Beneath this task are records; print exactly the stretch of them from the line with "3. Navigate to" through the line with "3. In a v2 org", both ends included.

((

PR #1903, opened 2026-07-03
test(toolbar): add export unit tests.

Mantzounis:
## What's included
After the investigation of the [card](https://redhat.atlassian.net/browse/SWATCH-4427) we have decided to remove the iqe test mentioned on the card and this PR aims to cover the test path of export as best as possible with unit tests. After this merges the integration test will be removed in this [MR](https://gitlab.cee.redhat.com/insights-qe/iqe-curiosity-plugin/-/merge_requests/635). 
...

### Interactive unit test check
1. `$ npm run test:dev`

## Example

...

## Summary by CodeRabbit

* **Tests**
  * Expanded coverage for export-related toolbar behavior, including cache handling, notification display/removal, and mount/unmount behavior.
  * Added more detailed checks for pending vs. completed export states and how existing notifications affect new alerts.
  * Updated confirmation flow coverage to verify the expected export lists are passed through correctly.

### DIFF
--- a/src/components/toolbar/__tests__/__snapshots__/toolbarFieldExportContext.test.js.snap
+++ b/src/components/toolbar/__tests__/__snapshots__/toolbarFieldExportContext.test.js.snap
@@ -461,48 +461,6 @@ exports[`ToolbarFieldExport Component should allow and export, and expose pollin
 }
 `;
 
-exports[`ToolbarFieldExport Component should allow export service calls on existing exports: existingExports 1`] = `
-[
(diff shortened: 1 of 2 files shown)


vbusch (approved):
It follows the existing pattern and provides good coverage, with clear descriptions.

It adds 3 new snapshot comparison tests, which is the exiting pattern.  But those three could have avoided the use of snapshots.  Which would make the asserts easier to ready and less brittle.

PR #1965, opened 2026-08-21
fix(app): resolve AppEntry TDZ from Kessel circular init

diegomaranhao:
## What's included
fix(app): resolve AppEntry TDZ from Kessel circular init
Hoist AppEntry as a function declaration and lazy-load App so Chrome can
resolve the federated export before Kessel/auth evaluate. Install
@project-kessel/react-kessel-access-check as a real dependency instead of
an optional peer.

## Example

...


vbusch (commented):
@diegomaranhao can you give more context as to which environment needs this change. 
Adding React.lazy adds more complexity.

diegomaranhao (commented):
@vbusch I was having a circular issue before with the fix of https://github.com/RedHatInsights/curiosity-frontend/pull/1972 to run it on stage proxy `npm run start:proxy` , but the last changes seem to have fixed the issue. I'm closing this PR. Thanks

PR #1972, opened 2026-08-24
SWATCH-5457: fix(authentication): swatch-5457 overlay inventory for v2 orgs

diegomaranhao:
## What's included
 Two related authentication fixes for Kessel/v2 org environments.
     
  authentication.js — overlay inventory in session authorized

  Instance table instance links read session.authorized.inventory to decide whether to render. In v2
  orgs (Kessel enabled or not), the RBAC v1 inventory permission is always empty, so those links were
  silently hidden even for authorized users. When isAuthorized is true, inventory: true (and appName: 
  true) are now overlaid onto the context value. The constructed object is wrapped in useMemo to avoid
  recreating the context reference on every render. A helpers.browserExpose({ authDebug }) block is
  included for in-browser debugging.

  useHasRelation.js — add enabled to useEffect deps

  The Kessel feature flag (swatch.common-security.use-kessel-rbac) is read from Chrome after the first
  paint. With an empty [] dep array the check ran once on mount — before the flag had resolved — so
  enabled was always false and checkSelf was never called. Adding enabled to the dep array lets the
  effect re-run when the flag arrives.

## How to test
To make `$npm run start:proxy` work, you need the following fix https://github.com/RedHatInsights/curiosity-frontend/pull/1965

Coverage and basic unit test check

  1. $ npm install
  2. $ npm test

  Local run check (mock API, dev mode — Kessel path skipped, legacy RBAC exercised)

  1. $ npm install
  2. $ npm start
  3. Navigate to any product page and confirm instance table links are visible

  Proxy run check (exercises Kessel path end-to-end)

  1. $ npm install
  2. $ npm run start:proxy
  3. In a v2 org with Kessel flag on, navigate to a product page
  4. Open the browser console → window.__curiosity.authDebug should show isAuthorized: true and
  authorized.inventory: true
  5. Confirm instance table instance links render correctly

## Example
N/A — auth/session context fix; no visual diff on the component itself.

## Summary by CodeRabbit

- **Bug Fixes**
  - Improved authentication state handling to consistently include application and inventory access when authorized.
  - Authentication details are now available throughout the app and browser integrations.
  - Relation checks now re-run when authentication becomes enabled, including after feature flags load.

- **Tests**
  - Added coverage for authorized access across legacy and updated authentication paths.
  - Added coverage for relation checks triggered when authentication is enabled.

### DIFF
--- a/src/components/authentication/__tests__/__snapshots__/authentication.test.js.snap
+++ b/src/components/authentication/__tests__/__snapshots__/authentication.test.js.snap
@@ -5,6 +5,7 @@ exports[`Authentication Component should allow being disabled: disabled 1`] = `
   value={
     {
       "authorized": {
+        "inventory": true,
         "subscriptions": true,
       },
       "errorCodes": [],
@@ -43,6 +44,7 @@ exports[`Authentication Component should render a component authorized: authoriz
   value={
     {
       "authorized": {
+        "inventory": true,
         "subscriptions": true,
       },
       "errorCodes": [],
@@ -98,7 +100,10 @@ exports[`Authentication Component should render authorized via kessel when flag 
 <Context.Provider
   value={
     {
-      "authorized": {},
+      "authorized": {
+        "inventory": true,
+        "subscriptions": true,
+      },
       "errorCodes": [],
       "errorStatus": undefined,
     }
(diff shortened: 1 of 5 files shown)


vbusch (approved):
LGTM

Tested in ephemeral with `swatch.common-security.use-kessel-rbac` on and off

))

Solution to this task:
  3. Navigate to any product page and confirm instance table links are visible

  Proxy run check (exercises Kessel path end-to-end)

  1. $ npm install
  2. $ npm run start:proxy
  3. In a v2 org with Kessel flag on, navigate to a product page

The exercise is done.